- [Task details]
Look in the material below for the line with "The Svelte specific" and the line with "This PR introduces", then set down exactly those two lines and all lines between, nothing more.

========================

PR #2263, opened 2024-12-04
chore: add visual-editing telemetry

georgedoescode:
This PR adds a `sendVisualEditingTelemetry` function that leverages comlink to send telemetry events using Studio's `useTelemetry` hook.


packages/visual-editing/src/ui/telemetry/sendTelemetry.ts
```diff
@@ -0,0 +1,34 @@
...
+  }),
+}
+
+type EventDataMap = {
+  [K in keyof typeof events]: (typeof events)[K] extends ReturnType<typeof defineEvent<infer T>>
+    ? T
+    : never
+}
+
+function sendTelemetry<K extends keyof typeof events>(
```
georgedoescode, line 18: I debated doing this a bunch of ways, but as this is an early iteration I feel like a simple function is a safe bet. We can expand as we need?

apps/studio/.env.local
```diff
@@ -12,6 +12,8 @@ SANITY_STUDIO_PAGE_BUILDER_DEMO_PREVIEW_URL=""
 SANITY_STUDIO_REMIX_PREVIEW_URL=""
 SANITY_STUDIO_SVELTE_PREVIEW_URL=""
 
+SANITY_STUDIO_PRESENTATION_DEBUG_TELEMETRY=true
```
stipsan, line 15: You'll need to also add this to `apps/studio/turbo.json` I think

georgedoescode: Oh cool! It works without but want to be sure. Have added :)

packages/presentation/src/PostMessageTelemetry.tsx
```diff
@@ -0,0 +1,36 @@
...
+}
+
+const PostMessageDocumentVersions: FC<PostMessageTelemetryProps> = (props) => {
+  const {comlink} = props
+
+  const telemetry = useTelemetry()
+
+  useEffect(() => {
+    const isDev = process.env['NODE_ENV'] === 'development'
+    const debugTelemetry = process.env['SANITY_STUDIO_PRESENTATION_DEBUG_TELEMETRY'] === 'true'
```
stipsan, line 16: The way it's setup here would mean that the code we publish on npm has this:
```
process.env['SANITY_STUDIO_PRESENTATION_DEBUG_TELEMETRY'] === 'true'
```
It's a bit tricky, as we have people who embed their sanity studios on envs that do not have `process` available as a global.
And for certain systems, like next.js, it wants you to use this format:
```
process.env.SANITY_STUDIO_PRESENTATION_DEBUG_TELEMETRY === 'true'
```
Which our ts linting generally don't like.


To make this fully safe to use, regardless of bundlers and runtimes that will consume this library, you'd need to do something like:
```
const debugTelemetry = 
  (typeof process !== 'undefined' &&
   typeof process.env !== 'undefined') ?
process.env.SANITY_STUDIO_PRESENTATION_DEBUG_TELEMETRY === 'true' :
   false
```

Or better yet, we could use `debug` like they do in the studio 🤔

stipsan (commented):
How can you disable telemetry?

georgedoescode:
> How can you disable telemetry?

Hello! I know we spoke about this offline but adding here for consistency: 

Thanks to this PR https://github.com/sanity-io/sanity/pull/7958 we can now leverage the same `SANITY_STUDIO_DEBUG_TELEMETRY` as Studio, and automatically have telemetry be a noop with logging in the browser. 

`SANITY_STUDIO_DEBUG_TELEMETRY` is set in our `.env.local` for `apps/studio`. 

Chatting with Bjoerge, I know that the studio does not prevent telemetry for local studio instances, so I don't think we need to worry about any of that, and all the bespoke `process.env` logic has been removed!

packages/presentation/src/PostMessageTelemetry.tsx
```diff
@@ -0,0 +1,36 @@
...
+  comlink: VisualEditingConnection
+}
+
+const PostMessageDocumentVersions: FC<PostMessageTelemetryProps> = (props) => {
+  const {comlink} = props
+
+  const telemetry = useTelemetry()
+
+  useEffect(() => {
+    const isDev = process.env['NODE_ENV'] === 'development'
```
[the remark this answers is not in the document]
georgedoescode: Resolving as we don't need this!

packages/presentation/src/PostMessageTelemetry.tsx
georgedoescode: We are now entirely leaning on Studio's telemetry implementation, and this looks to be handled here: https://github.com/sanity-io/sanity/blob/next/packages/sanity/src/core/studio/StudioTelemetryProvider.tsx#L30

packages/visual-editing/src/ui/telemetry/sendTelemetry.ts
stipsan: Yep I think it's fine 👍

stipsan (dismissed):
💖

packages/visual-editing/src/ui/telemetry/sendTelemetry.ts
```diff
@@ -0,0 +1,34 @@
+import {defineEvent} from '@sanity/telemetry'
+import type {VisualEditingNode} from '../../types'
+
+const events = {
+  'Visual Editing Drag Sequence Complete': defineEvent({
+    name: 'Visual Editing Drag Sequence Complete',
+    description: 'An array is successfully reordered using drag and drop.',
+    version: 1,
+  }),
+}
```
georgedoescode, line 10: @svirs is this event formatting OK?

packages/visual-editing/src/ui/telemetry/sendTelemetry.ts
georgedoescode: Excellent :)

packages/visual-editing/src/ui/telemetry/sendTelemetry.ts
svirs: @georgedoescode I'd make the event name past-tense `Completed`

georgedoescode: Thanks!

stipsan (approved):

PR #2307, opened 2024-12-10
feat(visual-editing): add svelte optimistic state support

rdunk:
This PR adds optimistic state support for Svelte via the `useOptimistic` export in `@sanity/visual-editing/svelte`.

I've also re-worked a lot of the existing optimistic related exports, and added a new `@sanity/visual-editing/optimistic` export path which exposes the non-framework specific parts needed for e.g. Nuxt to implement this functionality.

Going forward we should recommend that the React version of `useOptimistic` be imported from `@sanity/visual-editing/react` rather than the root `@sanity/visual-editing` export path. I've added that export to the React specific path but haven't removed anything from that root path for now, so no breaking changes. I'm not sure how we can mark the root exports specifically as deprecated with TSDoc, open to ideas there!

So the two big things to review are:
1. Do the changes to exports make sense?
2. Does the Svelte `useOptimistic` implementation follow the existing React logic OK?


stipsan (approved):
I've refactored the deprecation markings to follow the same approach we use for marking:
```ts
import createClient from '@sanity/client' // tsdoc says you should migrate to `import {createClient} from '@sanity/client'`
```
in `@sanity/client`.

>Do the changes to exports make sense?

Yep!


>Does the Svelte useOptimistic implementation follow the existing React logic OK?

And yep! Let's go!

PR #2308, opened 2024-12-10
fix(visual-editing): execute fetches after node connect event

rdunk:
This is an attempted fix for this potential race condition we're seeing where sometimes features that rely on the optimistic actor aren't working as expected.

Instead of nodes fetching (via comlink) the data we need to initialise optimistic features once on app load, we instead perform these fetches each time the node status changes to `connected`. The hope is that if some disconnect happens, we fetch this data when we have recovered, rather than assuming these fetches will always succeed.

N.b. I haven't had time to test this one as thoroughly as I'd have liked.


stipsan (approved):
Thank you! We'll give it a thorough try 🙇 💖

PR #2356, opened 2024-12-25
fix(visual-editing): Don't show "Open in Studio" offscreen when at top of screen

DAlperin:
For things like navbars or logos that might appear on the top of the screen, the overlay could be cut off. This moves the "Open in Studio" below the element in that case.

Supplants #1868 

Before:
image
After:
image


stipsan (approved):
Thank you! 💖

PR #2363, opened 2025-01-03
feat: add optional redirect override to svelte preview handler

rdunk:
The Svelte specific preview mode functionality we've implemented in the visual editing package imports `redirect` from `@sveltejs/kit`. However if the consuming app is using mismatched dependency versions the redirect will fail. See https://github.com/sveltejs/kit/issues/11749#issuecomment-1966565367 for more details as to why.

The PR just adds the option to pass a `redirect` function explicitly to override that imported by the package itself, which should ensure that preview mode redirects to the correct location instead of throwing an error.


stipsan (approved):
Nice! 💖

rdunk:
Rebased to fix merge conflicts.

Also added `@sanity/visual-editing` to peer deps of `@sanity/svelte-loader`.

stipsan (approved):

PR #2474, opened 2025-01-09
feat(comlink)!: update internal message types, buffer unhandled messages

rdunk:
This PR introduces unhandled message buffering, so that if some event handler is added after a related event is received, the last n (defaults to 1) events can be replayed. This should resolve the race condition issue we've been seeing.

It also introduces a change I've wanted to make for a while, specifically to remove user defined events being emitted directly from the `node` and `connection` actors. All Comlink messages are now emitted via the `'message'` event type, so the state machine will no longer directly emit messages like `'visual-editing/focus'`. This means we no longer need to prefix state machine related events (referred to as "internal events") with an underscore to differentiate them from user defined events, and it also helps improves typings.

As these internal event types are accessible via the `onInternalEvent` method, this is a breaking change.

I've also refactored generic type names to follow convention as they were unnecessarily ambiguous, i.e. `S` -> `TSends`, `R` -> `TReceives`.

### DIFF
--- a/packages/comlink/playground/app/routes/_index.tsx
+++ b/packages/comlink/playground/app/routes/_index.tsx
@@ -43,17 +43,15 @@ export default function Index() {
 
     setChannel(channel)
 
-    channel.onInternalEvent('_message', (event) => {
-      console.log('_message', event)
-      setReceived((prev) => [event.message, ...prev])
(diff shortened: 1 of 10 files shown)


stipsan (approved):
Brilliant, let's merge and release 🥳🎉

PR #2487, opened 2025-01-13
fix: explicitly fetch preview snapshots on connect

rdunk:
Ensure the visual editing package explicitly requests preview snapshots for Presentation on connect, this should fix the issue we're seeing with Astro.

Currently snapshots are only returned from Presentation when the preview snapshot observable emits. This is a problem if for example the app inside the iframe reloads, as the observable will not emit until some change is made.


georgedoescode (approved):
LGTM!

PR #2556, opened 2025-01-23
chore: remove `@sanity/preview-kit-compat`

stipsan:
This package is no longer needed, as `@sanity/preview-kit` since v5.2.0 no longer uses it. It now registers as a loader, similar to `@sanity/next-loader`, in order to support `corel` https://github.com/sanity-io/preview-kit/pull/1513


rdunk (approved):
Nice! That was an easy one to review 😄.

PR #2581, opened 2025-01-28
fix: remove vX override

stipsan:
It's no longer necessary to use vX with Draft Live Content 🥳


rdunk (approved):
LGTM, I'll do the same for the new Svelte package.

PR #231, opened 2017-05-19
Contrast 14083 node bluemix doc

kaitlynmortimer:
Based on draft in https://contrast.atlassian.net/browse/CONTRAST-14083


terra4383:
Looks good @kaitlynmortimer

PR #245, opened 2017-05-30
VSTS - More specific scope requirement

jday3:


kaitlynmortimer:
Do we want to add a note about potential requirements beyond the minimum (token)? Or would that info be overwhelming?

jday3:
@kaitlynmortimer I don't think that we need an additional comment about potential requirements. If we end up changing the requirements, there will be additional information in TeamServer that will mention that and we can update the docs at that time.

PR #248, opened 2017-06-01
updated screenshot and table

kaitlynmortimer:


content/admin/org_settings/integrations/JIRA.md
```diff
@@ -48,9 +48,14 @@ Continue to the fields below to set a vulnerability status based on each JIRA ti
```
ksrin: As an example, here are a few mappings that can be set for Jira status / resolution combinations.

PR #252, opened 2017-06-06
CONTRAST-14762. Fix versioning in docs for bluemix

cixel:
In general, I think that hardcoded version numbers should be avoid in general docs like this, because versions are subject to change so frequently.


kaitlynmortimer:
@cixel Based on your edits, should`0.9.0.tgz` be removed from the block in the Setup section?

cixel:
@kaitlynmortimer fixed

PR #279, opened 2017-08-01
Contrast 12932 quick start

palmergs:
1. Initial installation and setup information patterned after the structure of the Node agent.
2. Initial troubleshooting information focused on communication links between agent and service and between service and TeamServer


kaitlynmortimer:
@palmergs Editing is 99% finished. Please review my changes and make sure that I applied formatting correctly, particularly in the Installation article. (We use "`" for code and "*" for paths, file names, etc.)

PR #291, opened 2017-08-25
Remove documentation specific to the removed .NET profiler

DanFiedler:
Remove documentation specific to the profiler instrumentation mode that was removed in 3.4.3. Remove troubleshooting issues specific to profiler. Remove mention of different modes as there is only one mode now.

Note I deleted several files - not sure how to update the left hand menu or if I need to.


kaitlynmortimer:
@DanFiedler The articles that you'd like to remove completely should be put in an Archive folder. Do you still have copies of the files?

DanFiedler:
I don't but we should be able to pull them from git history.

PR #292, opened 2017-08-25
Level two rules update

ldemidov:
Updated the policy/level two documentation for latest changes on the agent.


kaitlynmortimer:
@ldemidov I'm 90% done copy editing these articles; but, I'm still a little confused about when it's accurate to use quotation marks versus backticks. Please correct my edits wherever necessary.

PR #329, opened 2017-10-30
CONTRAST-18568 had a request for more clarification on configuration

palmergs:
I had a request to add additional clarification on how the service loads the configuration file.


kaitlynmortimer:
@palmergs Is "ruby-service" (lowercase, hyphenated) the standard way to refer to this? If so, I'll update the subhead and keep this in mind for future docs.

palmergs:
@kaitlynmortimer good catch. The gem "contrast-service.gem" should be hyphenated by not a generic reference to the "ruby service".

========================

- [Solution below]
The Svelte specific preview mode functionality we've implemented in the visual editing package imports `redirect` from `@sveltejs/kit`. However if the consuming app is using mismatched dependency versions the redirect will fail. See https://github.com/sveltejs/kit/issues/11749#issuecomment-1966565367 for more details as to why.

The PR just adds the option to pass a `redirect` function explicitly to override that imported by the package itself, which should ensure that preview mode redirects to the correct location instead of throwing an error.


stipsan (approved):
Nice! 💖

rdunk:
Rebased to fix merge conflicts.

Also added `@sanity/visual-editing` to peer deps of `@sanity/svelte-loader`.

stipsan (approved):

PR #2474, opened 2025-01-09
feat(comlink)!: update internal message types, buffer unhandled messages

rdunk:
This PR introduces unhandled message buffering, so that if some event handler is added after a related event is received, the last n (defaults to 1) events can be replayed. This should resolve the race condition issue we've been seeing.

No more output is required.